The task:
Print the records again, character for character.
===== Records for processing =====
PR #980, opened 2021-09-14
Added stdfinite, a standard deviation equivilant to meanfinite

jagoosw:
I can't seem to find anything that has similar functionality to meanfinite but for standard deviations and so have written up what I've been using here. It calculated the standard deviation of values in an array along given dimensions and ignores any NaN values.

I have included some basic tests and it is passing the others.

Thanks!

### DIFF
--- a/src/Images.jl
+++ b/src/Images.jl
@@ -183,6 +183,7 @@ export
     magnitude,
     magnitude_phase,
     meanfinite,
+    stdfinite,
     entropy,
     orientation,
     padarray,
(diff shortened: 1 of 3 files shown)


timholy:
=====
Output:
PR #980, opened 2021-09-14
Added stdfinite, a standard deviation equivilant to meanfinite

jagoosw:
I can't seem to find anything that has similar functionality to meanfinite but for standard deviations and so have written up what I've been using here. It calculated the standard deviation of values in an array along given dimensions and ignores any NaN values.

I have included some basic tests and it is passing the others.

Thanks!

### DIFF
--- a/src/Images.jl
+++ b/src/Images.jl
@@ -183,6 +183,7 @@ export
     magnitude,
     magnitude_phase,
     meanfinite,
+    stdfinite,
     entropy,
     orientation,
     padarray,
(diff shortened: 1 of 3 files shown)


timholy:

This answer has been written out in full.